## Work to complete
For the data that follows, give the number of lines in which "extract" appears. Add nothing to it.

## Given records
=== Begin Enclosure ===

PR #330, opened 2022-05-26
Add a skeleton of redesigned "pcr" package

xaionaro:
Adding the main entities of a new design of PCR values calculations process. New package is called "bootflow" (instead of "pcr"), since it is not longer focused on PCR values only. It also supports other roots of trust for storage and measurements.

New design (in contrast to the old one) is:
* Extensible from external packages.
* TPM terms "Event", "Extend" and "Measurement" are clarified.
* Flow now consists of steps. Each step may contain multiple measurements. It solves the problem with dynamic amount of measurements on some platforms.
* New design also aware of DICE and other chains of trust.

uml

UML is generated by command:
```
goplantuml -recursive pkg/bootflow/ | sed -e 's/\#\.\./\*--/g' | sed -re 's/\[\]([^b])/\1/g'
```

An example of a flow description:
https://github.com/9elements/converged-security-suite/pull/330/files#diff-27af1a8ff010eb439ee11da802024b19fbf9bf11ea6580efcbfed47f54135c89R9-R15

### DIFF
--- a/pkg/bootflow/actions/commonactions/set_flow.go
+++ b/pkg/bootflow/actions/commonactions/set_flow.go
@@ -1,0 +1,23 @@
+package commonactions
+
+import (
+	"github.com/9elements/converged-security-suite/v2/pkg/bootflow/types"
+)
+
+type setFlow struct {
+	nextFlowFunc   func() types.Flow
+	startStepIndex uint
+}
+
+func SetFlow(flowFunc func() types.Flow, stepIndex uint) types.Action {
+	return &setFlow{
+		nextFlowFunc:   flowFunc,
+		startStepIndex: stepIndex,
+	}
+}
+
+func (step *setFlow) Apply(state *types.State) error {
+	state.CurrentFlow = step.nextFlowFunc()
+	state.CurrentStepIdx = step.startStepIndex
+	return nil
+}
--- a/pkg/bootflow/bootengine/boot_process.go
+++ b/pkg/bootflow/bootengine/boot_process.go
@@ -1,0 +1,78 @@
+package bootengine
+
+import (
+	"fmt"
+	"strings"
+
+	"github.com/9elements/converged-security-suite/v2/pkg/bootflow/types"
+)
+
+type BootProcess struct {
+	// Do not mutate these values from the outside, the mutability
+	// is owned by BootProcess itself.
+	CurrentState *types.State
+	Log          Log
+}
+
+func NewBootProcess(state *types.State) *BootProcess {
+	return &BootProcess{
+		CurrentState: state,
+	}
+}
+
+func stateNextStep(state *types.State) (types.Step, StepIssues, bool) {
+	if state.CurrentFlow == nil {
+		return nil, nil, false
+	}
+
+	if state.CurrentStepIdx >= uint(len(state.CurrentFlow)) {
+		return nil, nil, false
+	}
+
+	step := state.CurrentFlow[state.CurrentStepIdx]
+	actions := step.Actions(state)
+	var stepIssues StepIssues
+	for idx, action := range actions {
+		issue := action.Apply(state)
+		if issue != nil {
+			stepIssues = append(stepIssues, StepIssue{ActionIndex: uint(idx), Issue: issue})
+		}
+	}
+
+	state.CurrentStepIdx++
+	return step, stepIssues, true
+}
+
+func (process *BootProcess) NextStep() bool {
+	oldVerifiedData := process.CurrentState.VerifiedData
+	stepBackend, stepIssues, ok := stateNextStep(process.CurrentState)
+	if !ok {
+		return false
+	}
+	step := Step{Step: stepBackend}
+	step.Issues = stepIssues
+
+	if len(process.CurrentState.VerifiedData) > len(oldVerifiedData) {
+		step.VerifiedData = process.CurrentState.VerifiedData[len(oldVerifiedData):]
+	}
+
+	process.Log = append(process.Log, step)
+	return true
+}
+
+func (process *BootProcess) Finish() {
+	for process.NextStep() {
+	}
+}
+
+func (process *BootProcess) GoString() string {
+	var result strings.Builder
+	fmt.Fprintf(&result, "Current state:\n\t%s\n", nestedGoStringOf(process.CurrentState))
+	fmt.Fprintf(&result, "Resulting steps:\n\t%s\n", nestedGoStringOf(process.Log))
+	return result.String()
+}
+
+func nestedGoStringOf(i interface{}) string {
+	v := fmt.Sprintf("%#v", i)
+	return strings.ReplaceAll(strings.Trim(v, "\n"), "\n", "\n\t")
+}
--- a/pkg/bootflow/bootengine/boot_process.go
+++ b/pkg/bootflow/bootengine/boot_process.go
@@ -20,13 +20,13 @@ func NewBootProcess(state *types.State) *BootProcess {
 	}
 }
 
-func stateNextStep(state *types.State) (types.Step, StepIssues, bool) {
+func stateNextStep(state *types.State) (types.Step, types.Actions, StepIssues, bool) {
 	if state.CurrentFlow == nil {
-		return nil, nil, false
+		return nil, nil, nil, false
 	}
 
 	if state.CurrentStepIdx >= uint(len(state.CurrentFlow)) {
-		return nil, nil, false
+		return nil, nil, nil, false
 	}
 
 	step := state.CurrentFlow[state.CurrentStepIdx]
@@ -40,16 +40,16 @@ func stateNextStep(state *types.State) (types.Step, StepIssues, bool) {
 	}
 
 	state.CurrentStepIdx++
-	return step, stepIssues, true
+	return step, actions, stepIssues, true
 }
 
 func (process *BootProcess) NextStep() bool {
 	oldVerifiedData := process.CurrentState.VerifiedData
-	stepBackend, stepIssues, ok := stateNextStep(process.CurrentState)
+	stepBackend, actions, stepIssues, ok := stateNextStep(process.CurrentState)
 	if !ok {
 		return false
 	}
-	step := Step{Step: stepBackend}
+	step := Step{Step: stepBackend, Actions: actions}
 	step.Issues = stepIssues
 
 	if len(process.CurrentState.VerifiedData) > len(oldVerifiedData) {
--- a/pkg/bootflow/examples/bruteforce/main.go
+++ b/pkg/bootflow/examples/bruteforce/main.go
@@ -1,0 +1,131 @@
+package main
+
+import (
+	"bytes"
+	"crypto/sha1"
+	"fmt"
+	"hash"
+
+	"github.com/9elements/converged-security-suite/v2/pkg/bootflow/bootengine"
+	"github.com/9elements/converged-security-suite/v2/pkg/bootflow/steps/tpmsteps"
+	"github.com/9elements/converged-security-suite/v2/pkg/bootflow/trustchains/tpm"
+	"github.com/9elements/converged-security-suite/v2/pkg/bootflow/types"
+	"github.com/9elements/converged-security-suite/v2/pkg/bruteforcer"
+	"github.com/google/go-tpm/tpm2"
+)
+
+func main() {
+	// Here we brute-force a TPM measurement against a final PCR0 value.
+	//
+	// We initially have measurements of two separators, but we need to
+	// bruteforce the first measurement to 0x01000001
+
+	// an artificial flow for two separators
+	myFlow := types.Flow{
+		tpmsteps.InitTPMLazy(0),
+		tpmsteps.MeasureSeparator(0),
+		tpmsteps.MeasureSeparator(0),
+	}
+
+	// the expected final hash (after bruteforcing)
+	expectedHash := make([]byte, sha1.Size)
+	extend := func(h hash.Hash, a, b []byte) []byte {
+		defer h.Reset()
+		h.Write(a)
+		h.Write(b)
+		return h.Sum(nil)
+	}
+	sep0, sep1 := sha1.Sum([]byte("\x01\x00\x00\x01")), sha1.Sum([]byte("\x00\x00\x00\x00"))
+	expectedHash = extend(sha1.New(), expectedHash, sep0[:])
+	expectedHash = extend(sha1.New(), expectedHash, sep1[:])
+
+	// executing the flow (with two simple "\x00\x00\x00\x00" measurements)
+	state := types.NewState()
+	state.SetFlow(myFlow, 0)
+	state.EnableTrustChain(tpm.NewTPM())
+	process := bootengine.NewBootProcess(state)
+	process.Finish()
+
+	// just some debugging
+	fmt.Printf("Log:\n%#v\n", process.Log)
+
+	// == now let's bruteforce the first measurement ==
+
+	// first find the original (UNHASHED) data of the first measurement
+	tpmMeasurements := process.Log.GetVerifiedDataByTrustChainType((*tpm.TPM)(nil))
+
+	// now let's gather the rest chain (TPM init and the rest TPM Extend-s)
+	var (
+		tpmLocality *uint8
+		tpmExtends  []tpm.CommandLogEntryExtend
+	)
+	tpm.StateExec(state, func(t *tpm.TPM) error {
+		for _, entry := range t.CommandLog {
+			switch entry := entry.(type) {
+			case tpm.CommandLogEntryInit:
+				tpmLocality = &[]uint8{entry.Locality}[0]
+			case tpm.CommandLogEntryExtend:
+				if entry.HashAlgo != tpm2.AlgSHA1 {
+					continue
+				}
+				tpmExtends = append(tpmExtends, entry)
+			}
+		}
+		return nil
+	})
+	if tpmLocality == nil {
+		panic("the TPMInit command wasn't found")
+	}
+
+	// let's construct the final flow:
+
+	type context struct {
+		sha1Hasher hash.Hash
+	}
+	combination, err := bruteforcer.BruteForceBytes(
+		tpmMeasurements[0].Data.ForceBytes,
+		2,
+		func() (interface{}, error) {
+			return &context{
+				sha1Hasher: sha1.New(),
+			}, nil
+		},
+		func(_ctx interface{}, data []byte) bool {
+			ctx := _ctx.(*context)
+			h := ctx.sha1Hasher
+
+			// starting a PCR value from scratch:
+			pcrValue := make([]byte, sha1.Size)
+			pcrValue[len(pcrValue)-1] = *tpmLocality
+
+			// hashing the bruteforced value before extending
+			h.Write(data)
+			dataHashed := h.Sum(nil)
+			h.Reset()
+
+			// extending it
+			pcrValue = extend(h, pcrValue, dataHashed)
+
+			// extending the rest of the measurements (they are already pre-hashed)
+			for _, tpmExtend := range tpmExtends[1:] {
+				pcrValue = extend(h, pcrValue, tpmExtend.Digest)
+			}
+
+			// is it OK?
+			return bytes.Equal(pcrValue, expectedHash)
+		},
+		0,
+	)
+	if err != nil {
+		panic(err)
+	}
+
+	// printing the result
+	result := []byte("\x00\x00\x00\x00")
+	combination.ApplyBitFlips(result)
+	fmt.Printf("COMBINATION: %#v\n", combination)
+	fmt.Printf("RESULT: 0x%X\n", result)
+
+	tpmMeasurements[0].Data.ForceBytes = result
+	fmt.Printf("resulting measurements: %#v\n", tpmMeasurements)
+}
--- a/pkg/bootflow/examples/bruteforce/main.go
+++ b/pkg/bootflow/examples/bruteforce/main.go
@@ -77,7 +77,7 @@ func main() {
 		panic("the TPMInit command wasn't found")
 	}
 
-	// let's construct the final flow:
+	// brute force:
 
 	type context struct {
 		sha1Hasher hash.Hash
--- a/pkg/bootflow/examples/ocpdxepcr0/main.go
+++ b/pkg/bootflow/examples/ocpdxepcr0/main.go
@@ -1,0 +1,57 @@
+package main
+
+import (
+	"flag"
+	"fmt"
+	"os"
+
+	"github.com/9elements/converged-security-suite/v2/pkg/bootflow/bootengine"
+	"github.com/9elements/converged-security-suite/v2/pkg/bootflow/flows"
+	"github.com/9elements/converged-security-suite/v2/pkg/bootflow/systemartifacts/biosfirmware"
+	"github.com/9elements/converged-security-suite/v2/pkg/bootflow/trustchains/tpm"
+	"github.com/9elements/converged-security-suite/v2/pkg/bootflow/types"
+	"github.com/google/go-tpm/tpm2"
+)
+
+func main() {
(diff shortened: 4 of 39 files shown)


pkg/bootflow/trustchains/trust_chain_tpm.go
```diff
@@ -0,0 +1,108 @@
...
+var _ types.TrustChain = (*TPM)(nil)
+
+type TPM struct {
+	PCRValues PCRValues
+	EventLog  TPMEventLog
+}
+
+func TPMFunc(state *types.State, fn func(tpm *TPM) error) error {
+	for _, trustChain := range state.TrustChains {
+		if tpm, ok := trustChain.(*TPM); ok {
```
mimir-d, line 20: the fact that you need to check rt type info here seems like a bit of code smell to me. you could probably keep a map of known chains and avoid this func completely; it wouldnt avoid extensibility, although realistically speaking, it's not every day that a new trust mechanism is added

mimir-d: i see the same pattern happens with state.SystemArtifacts, and you need to do a linear search every time there as well

pkg/bootflow/bootengine/boot_process.go
```diff
@@ -0,0 +1,78 @@
...
+
+import (
+	"fmt"
+	"strings"
+
+	"github.com/9elements/converged-security-suite/v2/pkg/bootflow/types"
+)
+
+type BootProcess struct {
+	// Do not mutate these values from the outside, the mutability
```
mimir-d, line 11: you can use an accessor func here for guaranteed immutability

pkg/bootflow/examples/ocpdxepcr0/main.go
```diff
@@ -0,0 +1,57 @@
...
+	// the main part
+	state := types.NewState()
+	state.SetFlow(flows.OCPDXE(), 0)
+	state.EnableTrustChain(tpm.NewTPM())
+	state.EnableSystemArtifact(biosfirmware.NewBIOSFirmware(biosFirmware))
+	process := bootengine.NewBootProcess(state)
+	process.Finish()
+
+	// printing results
+	tpm.StateExec(state, func(t *tpm.TPM) error {
```
mimir-d, line 34: design nit; are there any alternatives to using this state object as an opaque pointer? this reads a bit weird to me, although it does address extensibility (which i assume was the main reason for this form in the first place)

pkg/bootflow/examples/bruteforce/main.go
```diff
@@ -0,0 +1,131 @@
...
+	process := bootengine.NewBootProcess(state)
+	process.Finish()
+
+	// just some debugging
+	fmt.Printf("Log:\n%#v\n", process.Log)
+
+	// == now let's bruteforce the first measurement ==
+
+	// first find the original (UNHASHED) data of the first measurement
+	tpmMeasurements := process.Log.GetVerifiedDataByTrustChainType((*tpm.TPM)(nil))
```
mimir-d, line 55: design nit; this typed nil (although valid syntax) may look weird for less experienced. is there a way to express extensibility (external i suppose in this case) without using the type system like this? id also be interested in understanding more regarding the extensibility aspect (as i see it used a lot in this whole design) and why you'd want to encode it like this (rather than, for example, leave consumers to derive their own code or contrib to this codebase directly)

pkg/bootflow/examples/bruteforce/main.go
```diff
@@ -0,0 +1,131 @@
...
+
+	// now let's gather the rest chain (TPM init and the rest TPM Extend-s)
+	var (
+		tpmLocality *uint8
+		tpmExtends  []tpm.CommandLogEntryExtend
+	)
+	tpm.StateExec(state, func(t *tpm.TPM) error {
```
mimir-d, line 62: this linear search here to extract individual parts from the measure chain seems brittle to me and is different from the design where we had a list of tpm measurements in the sense that, in that case, we could just use the list directly without having knowledge of the flow and alter one item from it in the bruteforcer. In this case, it's basically required to recreate the flow in code (lower down in the bruterforce func) to do the same thing

pkg/bootflow/types/state.go
```diff
@@ -0,0 +1,125 @@
...
+}
+
+func NewState() *State {
+	return &State{
+		SystemArtifacts: map[reflect.Type]SystemArtifact{},
+		TrustChains:     map[reflect.Type]TrustChain{},
+	}
+}
+
+func (state *State) SetFlow(flow Flow, stepIdx uint) {
```
marcoguerri, line 36: Does the state need to be rolled back when transitioning to new flow? I think we agree we it's hard to guarantee it's done correctly. Should the boot process restart from a clean state (while keeping track of the encountered issues), when a `Flow` fails and we need to switch? Heavy operations could be cached.

pkg/bootflow/bootengine/boot_process.go
xaionaro: Yeah, but didn't want to decide how exactly I will handle this, yet.

pkg/bootflow/examples/bruteforce/main.go
xaionaro: > design nit; this typed nil (although valid syntax) may look weird for less experienced.

It looks weird even for myself :D

> is there a way to express extensibility (external i suppose in this case) without using the type system like this? 

Well. It does not require a `nil`. One may call for example:
```
tpmMeasurements := process.Log.GetVerifiedDataByTrustChainType(tpm.TPM{})
```
instead, and it still will work.

Or we can select not by type, but by a specific instance:
```
tpmInstance := tpm.NewTPM()
state.EnableTrustChain(tpmInstance)
[...]
tpmMeasurements := process.Log.GetVerifiedDataByTrustChain(tpmInstance)
```
would that be better?

pkg/bootflow/examples/bruteforce/main.go
xaionaro: > in that case, we could just use the list directly without having knowledge of the flow and alter one item from it in the bruteforcer.

Here is the same. We do not know the flow, we cherry-pick the first measurement (the same as earlier) and brute force it. The differences are:
1. We manually set TPM locality, but again we extract it from the flow (and we do not need to know the flow to do that).
2. We manually do the "Extend" chain instead of calling `Calculate`. In other words, the internals of function `Calculate` are partly reimplemented in the brute-forcer.

But the brute-forcer is agnostic to the specific flow: the only requirement is to have at least the one measurement, because we brute-force it -- but it was the case in the old design as well.

pkg/bootflow/examples/ocpdxepcr0/main.go
xaionaro: Could you rephrase, please?

Do I understand correctly the question is: can we avoid this `StateExec` function? If so, the answer is yes:
If above we would do:
```
tpmInstance := tpm.NewTPM()
state.EnableTrustChain(tpmInstance)
```
instead of:
```
state.EnableTrustChain(tpm.NewTPM())
```
then we could've just access `tpmInstance` directly without calling `StateExec`.

pkg/bootflow/actions/commonactions/set_flow.go
```diff
@@ -0,0 +1,23 @@
...
+
+type setFlow struct {
+	nextFlowFunc   func() types.Flow
+	startStepIndex uint
+}
+
+func SetFlow(flowFunc func() types.Flow, stepIndex uint) types.Action {
+	return &setFlow{
+		nextFlowFunc:   flowFunc,
+		startStepIndex: stepIndex,
```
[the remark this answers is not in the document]
xaionaro: OK, good point. I added this only for extra flexibility. Just haven't thought of this.

Yeah, to remove `stepIndex` is easy (actually easier than preserve it).

pkg/bootflow/bootengine/boot_process.go
```diff
@@ -0,0 +1,78 @@
...
+		return nil, nil, nil, false
+	}
+
+	step := state.CurrentFlow[state.CurrentStepIdx]
+	actions := step.Actions(state)
+	var stepIssues StepIssues
+	for idx, action := range actions {
+		issue := action.Apply(state)
+		if issue != nil {
+			stepIssues = append(stepIssues, StepIssue{ActionIndex: uint(idx), Issue: issue})
```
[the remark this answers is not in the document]
xaionaro: > Also `ActionIndex` tracking for issues seems to be very fragile.

`ActionIndex` is supposed to be used only for debugging. The specific Issue should be defined by error type returned by `action.Apply`.

pkg/bootflow/types/state.go
xaionaro: > Does the state need to be rolled back when transitioning to new flow?

In the current proposal we do not roll back.

> Should the boot process restart from a clean state (while keeping track of the encountered issues), when a `Flow` fails and we need to switch?

In the current proposal we are not restarting the boot process.

---

The `SetFlow` is like `JMP`, not like `CALL`. There is no returning to the original `Flow`, no saving state. Just sequentially execute steps until there will be no more steps to execute.

Basically a `Flow` might be of the of, for example (in pseudo-code):
```
Root {
    IfFITPresent{SetFlow{Intel}}
    IfAMDManifestPresent{SetFlow{AMD}}
}

Intel {
    IfBPMPresent{SetFlow{CBnT}}
    SetFlow{LegacyTXT}
}

CBnT {
    ValidateACM{Failure: SetFlow{CBnTFailure}}
    ValidateKM{Failure: SetFlow{CBnTFailure}}
    ValidateBPM{Failure: SetFlow{CBnTFailure}}
    ValidateIBB{Failure: SetFlow{CBnTFailure}}
    TPMInit(3)
    MeasurePCR0DATA
    SetFlow{IntelResetVector}
}

CBnTFailure {
    IfFITAddrIs{specialFitType, specialAddrValue, CBnT0TFailureMeta} // check if a special FIT entry has a special value
    SetFlow{IntelResetVector}
}

CBnT0TFailureMeta {
    MeasurePCR0DATAFailure
    SetFlow{IntelResetVector}
}

IntelResetVector {
    IfOCP{SetFlow{OCPPEI}}
    IfHPE{SetFlow{HPEPEI}}
    IfLenovo{SetFlow{LenovoPEI}}
}

OCPPEI {
    TPMInitLazy(3)
    MeasureUEFIGUID(0, OCP_PEI_GUID)
    MeasureSeparator(0)
    SetFlow{OCPDXE}
}

OCPDXE {
    MeasurePCDVariable(0, "FirmwareVendorVersion")
    MeasureUEFIGUID(0, OCP_DXE_GUID)
    MeasureSeparator
}
```

marcoguerri: Ok, as long as the contract is clear that a flow should be built to leave consistent state behind. Hard to enforce, but this is what should happen in real world. It's not always the case, but this doesn't mean we should do it right here :) 

As an example, Intel ACM I think behaves slightly differently (e.g. requirement to cap PCR registers after initializing TPM if NVRAM indexes are provisioned in wrong way). Intel ACM would actually have:

```
    TPMInit(3)
    ValidateACM{Failure: SetFlow{CBnTFailure}}
    ValidateKM{Failure: SetFlow{CBnTFailure}}
    ValidateBPM{Failure: SetFlow{CBnTFailure}}
    ValidateIBB{Failure: SetFlow{CBnTFailure}}
    MeasurePCR0DATA
    SetFlow{IntelResetVector}
```

But ok, Intel ACM is the broken one, no need to replicate broken behavior :)

pkg/bootflow/trustchains/trust_chain_tpm.go
xaionaro: Fixed. Now we use a map instead

pkg/bootflow/bootengine/boot_process.go
mimir-d: ok, just making sure it's not left as a "temporary todo" :D

pkg/bootflow/examples/ocpdxepcr0/main.go
mimir-d: oh... so that's the semantic. Wasnt clear to me from the naming "StateExec". Well, why not have a "GetChain" instead of the lambda call? What's the benefit here? (i think you have a similar pattern for Log)

pkg/bootflow/examples/bruteforce/main.go
mimir-d: I think this is an artifact of the design. You're essentially using the type system as an enum value here (and discarding the actual instance value, which here is nil, or even worse tpm.TPM{}). It's usually more clear to be direct about it (as in, use an actual enum), but then again, I don't have a simple localized proposal for this right now considering all the other code

pkg/bootflow/examples/bruteforce/main.go
mimir-d: The bruteforcer is agnostic, yes. But this call still implies knowledge about the flow by virtue of having to know that there is a TPM locality initializer in it (or in a non-trivial example, some other list of measurements). It still seems to me that you have a mirror of the flow in the bruteforce callback func, in order to compute the final hash to compare, whereas in the old design, the Calculate method dealt with this impl aspect, rather than the bruteforcer callback impl (and the Calculate encapsulated the flow logic).
Then again, maybe im misinterpreting something.

pkg/bootflow/examples/ocpdxepcr0/main.go
xaionaro: It was just for syntax sugar.

Talked with @mimir-d in a video chat. Decided to go with `GetChain` instead.

pkg/bootflow/examples/bruteforce/main.go
xaionaro: Talked with @mimir-d: we decided to reuse the TPM Extend logic instead of duplicating it.

pkg/bootflow/bootengine/boot_process.go
xaionaro: Frankly, these details does not seem a priority any soon :)
There are downsides of using an accessor. For example you cannot basically serialize a structure, which does not expose fields. I'm yet not sure how exactly I will handle this.

pkg/bootflow/types/state.go
xaionaro: > Intel ACM would actually have:

I'm actually not sure. It actually might be than `TPMInit(3)` happens only on on-need basis (not earlier).

pkg/bootflow/types/flow.go
```diff
@@ -0,0 +1,29 @@
+package types
+
+// Flow describes steps of the boot process.
+//
+// A flow is static (never change).
+type Flow []Step
+
+// Stop describes a single step of a boot process, essential for the measurements.
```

=== End Enclosure ===

## Solution for this task
2